Ladies and gentlemen, we have our winner. Kindly join us in slamming our palms together to celebrate *midnightpoet* for his superb winning entry, *Sandstorm*.

In addition to this month's Laureate, and a free one month FoWF subscription,Tony has the coveted honor of selecting our next prompt.

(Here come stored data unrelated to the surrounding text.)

PR #110, opened 2022-08-27
logger abstraction and few code fixes for making diskann.dll buildable with EXEC_ENV_OLS turned on

ltan1ms:
# Changes
All changes only effects when "EXEC_ENV_OLS" is defined:
- Expose a `SetCustomLogger `function to pass in custom logging function so we can invoke it, this replaced the old undefined `DISKANNLOGGING `micro and removed dependency on some unnecessary headers, like `IANNIndex.h, ANNLogging.h` etc.
- Start with supporting log level `Info` and `Error `only as that's what `diskann::cout `or `diskan::cerr` supports.
- Added missing declarations for overloads that takes `AlighedFileReader` in `index.h`
- Added missing implementations for following function overloads that takes `AlighedFileReader` in `utils.cpp `(copied from DLSV repo): `get_bin_metadata, load_bin, copy_aligned_data_from_file, read_array, read_value`

### DIFF
--- a/src/index.cpp
+++ b/src/index.cpp
@@ -746,7 +746,7 @@ namespace diskann {
 #ifdef EXEC_ENV_OLS
     _u32 nodes_read = 0;
     _u64 cc = 0;
-    _u64 graph_offset = file_offset + header_size;
+    _u64 graph_offset = header_size;
     while (nodes_read < expected_num_points) {
       _u32 k;
       read_value(reader, k, graph_offset);
--- a/src/index.cpp
+++ b/src/index.cpp
@@ -418,7 +418,7 @@ namespace diskann {
       compact_data();
       compact_frozen_point();
     } else {
-      if (not _data_compacted) {
+      if (!_data_compacted) {
         throw ANNException(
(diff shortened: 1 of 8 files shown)


src/index.cpp
```diff
@@ -746,7 +746,7 @@ namespace diskann {
 #ifdef EXEC_ENV_OLS
     _u32 nodes_read = 0;
     _u64 cc = 0;
-    _u64 graph_offset = file_offset + header_size;
```
ltan1ms, line 749: this `file_offset `was undefined, and causes build error. I guess graph_offset starts right after header so removed it.

gopalrs (approved):

src/index.cpp
gopalrs: The file offset parameter only makes sense when we have a single file index. This won't apply here, so the change is good.

harsha-simhadri:
@ltanms1 can we close this PR and work on 114 instead?

ltan1ms:
> @ltanms1 can we close this PR and work on 114 instead?

Yes, let me close this RP.

PR #114, opened 2022-09-19
logger abstraction and few code fixes for making diskann.dll buildabl…

ltan1ms:
The changes were ported from the previous [PR ](https://github.com/microsoft/DiskANN/pull/110) from my forked repo.
But send this new PR after I got permissions to push to this repo directly, and will discard the previous one.

# Changes
All changes only effects when "EXEC_ENV_OLS" is defined:
- Expose a `SetCustomLogger `function to pass in custom logging function so we can invoke it, this replaced the old undefined `DISKANNLOGGING `micro and removed dependency on some unnecessary headers, like `IANNIndex.h, ANNLogging.h` etc.
- Start with supporting log level `Info` and `Error `only as that's what `diskann::cout `or `diskan::cerr` supports.
- Added missing declarations for overloads that takes `AlighedFileReader` in `index.h`
- Added missing implementations for following function overloads that takes `AlighedFileReader` in `utils.cpp `(copied from DLSV repo): `get_bin_metadata, load_bin, copy_aligned_data_from_file, read_array, read_value`

### DIFF
--- a/include/index.h
+++ b/include/index.h
@@ -14,6 +14,10 @@
 #include "tsl/robin_map.h"
 #include "tsl/sparse_map.h"
 
+#ifdef EXEC_ENV_OLS
+#include "aligned_file_reader.h"
+#endif
+
 #include "boost_dynamic_bitset_fwd.h"
 #include "distance.h"
 #include "locking.h"
@@ -136,8 +140,13 @@ namespace diskann {
                                 bool        compact_before_save = false);
 
     // Load functions
+#ifdef EXEC_ENV_OLS
+    DISKANN_DLLEXPORT void load(AlignedFileReader &reader, uint32_t num_threads,
+                                uint32_t search_l);
+#else
     DISKANN_DLLEXPORT void load(const char *index_file, uint32_t num_threads,
                                 uint32_t search_l);
+#endif
 
     // get some private variables
     DISKANN_DLLEXPORT size_t get_num_points();
@@ -365,11 +374,19 @@ namespace diskann {
     DISKANN_DLLEXPORT _u64   save_data(std::string filename);
     DISKANN_DLLEXPORT _u64   save_tags(std::string filename);
     DISKANN_DLLEXPORT _u64   save_delete_list(const std::string &filename);
+#ifdef EXEC_ENV_OLS
+    DISKANN_DLLEXPORT size_t load_graph(AlignedFileReader &reade,
+                                        size_t             expected_num_points);
+    DISKANN_DLLEXPORT size_t load_data(AlignedFileReader &reader);
+    DISKANN_DLLEXPORT size_t load_tags(AlignedFileReader &reader);
+    DISKANN_DLLEXPORT size_t load_delete_set(AlignedFileReader &reader);
+#else
     DISKANN_DLLEXPORT size_t load_graph(const std::string filename,
                                         size_t            expected_num_points);
     DISKANN_DLLEXPORT size_t load_data(std::string filename0);
     DISKANN_DLLEXPORT size_t load_tags(const std::string tag_file_name);
     DISKANN_DLLEXPORT size_t load_delete_set(const std::string &filename);
+#endif
 
    private:
     // Distance functions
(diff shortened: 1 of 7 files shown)


include/index.h
```diff
@@ -365,11 +374,19 @@ namespace diskann {
     DISKANN_DLLEXPORT _u64   save_data(std::string filename);
     DISKANN_DLLEXPORT _u64   save_tags(std::string filename);
     DISKANN_DLLEXPORT _u64   save_delete_list(const std::string &filename);
+#ifdef EXEC_ENV_OLS
+    DISKANN_DLLEXPORT size_t load_graph(AlignedFileReader &reade,
```
harsha-simhadri, line 378: reader instead or reade?

include/logger_impl.h
```diff
@@ -46,7 +28,7 @@ namespace diskann {
     char*              _buf;
     int                _bufIndex;
     std::mutex         _mutex;
-    ANNIndex::LogLevel _logLevel;
+    LogLevel _logLevel;
```
harsha-simhadri, line 31: please run clang-format on files being checked in, or use VS built-in formatter that recognizes clang-format directives

src/utils.cpp
```diff
@@ -226,4 +230,257 @@ namespace diskann {
                   << std::endl;
   }
 
+ #ifdef EXEC_ENV_OLS
+  void get_bin_metadata(AlignedFileReader& reader, size_t& npts, size_t& ndim,
```
harsha-simhadri, line 234: Do you prefer to replicate most of the load code between EXEC_ENV_OLS and other environments? Or is there a way to share most of the code and avoid replication?

src/utils.cpp
```diff
@@ -226,4 +230,257 @@ namespace diskann {
...
+                                                    float&             value,
+                                                    size_t             offset);
+  template DISKANN_DLLEXPORT void read_value<uint32_t>(
+      AlignedFileReader& reader, uint32_t& value, size_t offset);
+  template DISKANN_DLLEXPORT void read_value<uint64_t>(
+      AlignedFileReader& reader, uint64_t& value, size_t offset);
+
+#endif
+
 }  // namespace diskann
```
harsha-simhadri, line 486: add new line at the end. Clang-format might fix this.

harsha-simhadri (changes requested):
Li, looks good. I suggested some minor changes and formatting files inline. Would be good to get Gopal's review too

src/utils.cpp
gopal-msr: Apart from a few assignments, there won't be much code duplication

gopal-msr (approved):
I had to add the load() functions that take AlignedFileReader in the Index class because of deadline pressure. It might be worth investigating if we can remove them completely and simply use FileBlobs. But this is not necessary.

include/index.h
```diff
@@ -14,6 +14,10 @@
 #include "tsl/robin_map.h"
 #include "tsl/sparse_map.h"
 
+#ifdef EXEC_ENV_OLS
```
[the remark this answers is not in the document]
ltan1ms: Yes, you are right, but it's only needed when EXEC_ENV_OLS is defined, so we can reduce the file size by not including it for normal case (EXEC_ENV_OLS not defined).

include/index.h
ltan1ms: Fixed.

src/utils.cpp
ltan1ms: yes. fixed.

include/logger_impl.h
ltan1ms: yes, i ran it on all the files. The index.cpp have some more lines of changes in formatting.

harsha-simhadri (commented):
In src/utils.cpp, do you expect to maintain the loading and storing of index files for your environment seperate from the rest of the software?

ltan1ms:
> In src/utils.cpp, do you expect to maintain the loading and storing of index files for your environment separate from the rest of the software?

@harsha-simhadri, if i understand correctly, you mean whether we will need to maintain all those overloads that take the AlignedFileReader class for our online serving environment, right? Are these stable/fundamental utility functions that are not expected to change often? If so, the effort for maintaining it should be low.

harsha-simhadri (approved):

Way to go, Sir Tony! Save for PiP's entry which was a close second, you buried your competition, and with good reason, I assure you. Very fine piece of writing, me dear. Kudos for a well deserved win!


----------



## Phil Istine (Jul 26, 2017)

Indeed, it was my favourite too.  Good work, Tony.


----------



## escorial (Jul 26, 2017)

Well done


----------



## PiP (Jul 26, 2017)

Excellent poem, Tony! Well done.


----------



## sas (Jul 26, 2017)

An absolute winner of a poem. I caste only one vote, and it was yours. Magnificent! Thumbs up! Bravo! 

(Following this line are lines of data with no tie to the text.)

PR #123, opened 2022-10-12
move filter  logic before distance compute

Sanhaoji2:


harsha-simhadri:
@Sanhaoji2 Do you have latency/QPS improvement measurements on any public dataset that you could post here for reference? The changes look good to me. Given the importance of this piece of code, I would for @rakri @ltan1ms @hliu18  to comment before mergning.

src/pq_flash_index.cpp
```diff
@@ -157,6 +157,8 @@ namespace diskann {
         diskann::alloc_aligned((void **) &scratch.aligned_query_float,
```
hliu18, line 157: Curious, can the allocations be combined into a single bigger one? It may reduce fragmentation, and also contention (probably not significant though). Not critical for this PR.

harsha-simhadri: @hliu18 What contention would they reduce? One advantage of merging this mallocs and making them continuous could be to reduce TLB cache misses (since all this data would be contiguous)

hliu18: No rush. Each alloc/free operation takes lock (critical section). large number of alloc/free operation can cause lock contention.

harsha-simhadri: Huisheng, this is only on the setup phase that is run once, not on the search path. Would you still suggest merging the allocs -- that would make the code messy, isn't it?

hliu18: If it only runs once, it's fine.

PR #127, opened 2022-10-19
Harshasi/reorg pq and partition

harsha-simhadri:
Consolidated all code relevant to PQ to files pq.h/pq.cpp and removed it from partition_and_pq which is now renamed to partition.h/cpp. This could be useful for using PQ in other places in the code such as index build or in-mem indices.


src/pq.cpp
```diff
@@ -0,0 +1,920 @@
+// Copyright (c) Microsoft Corporation. All rights reserved.
+// Licensed under the MIT license.
+
+#include "mkl.h"
+
+#include "pq.h"
+#include "math_utils.h"
+#include "tsl/robin_map.h"
+
+// block size for reading/ processing large files and matrices in blocks
```
ltan1ms, line 10: super nit: remove extra space after "reading/"?

ltan1ms (approved):

PR #128, opened 2022-10-20
print only errors in msbuild

harsha-simhadri:


theantony (approved):

harsha-simhadri:
See PR129 which replaces this.

PR #129, opened 2022-10-20
print only errors in msbuild

harsha-simhadri:


harsha-simhadri:
This is effectively the same as https://github.com/microsoft/DiskANN/pull/128 which was reviewed and approved. It differs in that commits are consolidated and rebased. So skipping review to merge.

PR #131, opened 2022-10-20
move vector space reservation from cached_beam_search to thread-speci…

harsha-simhadri:
…fic scratch space pre-allocation


src/pq_flash_index.cpp
```diff
@@ -139,6 +139,8 @@ namespace diskann {
         memset(scratch.aligned_query_float, 0,
                this->aligned_dim * sizeof(float));
         memset(scratch.rotated_query, 0, this->aligned_dim * sizeof(float));
+        
+        scratch.full_retset.reserve(4096);
```
ltan1ms, line 143: nit: I saw 4096 is also used as the initial size of the robin_set `scratch.visited`, may consider defining a common constant.

ltan1ms (approved):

Forgive me if I do not enter for your prompt, in August, unless I've a poem already with it's theme.  I will be climbing The Rockies for two weeks.


----------



## Firemajic (Jul 26, 2017)

Congratulations! This poem was worthy of being the winner... mood, message, imagery and rhyme... spot on, and the second stanza was pure poetic perfection and one of your absolute best  What a pleasure to read this dark, moody poem, completely fabulous!


----------



## Phil Istine (Jul 26, 2017)

sas said:


> An absolute winner of a poem. I caste only one vote, and it was yours. Magnificent! Thumbs up! Bravo!
> 
> Forgive me if I do not enter for your prompt, in August, unless I've a poem already with it's theme.  I will be climbing The Rockies for two weeks.



If you give Tony enough cookies, he might be persuadable with the prompt.


----------



## Darkkin (Jul 26, 2017)

A truly good piece, Midnight.  Well done.


----------



## ned (Jul 27, 2017)

Salutations MP - not before time....


----------



## Nellie (Jul 27, 2017)

Well done, Tony! :thumbr:


----------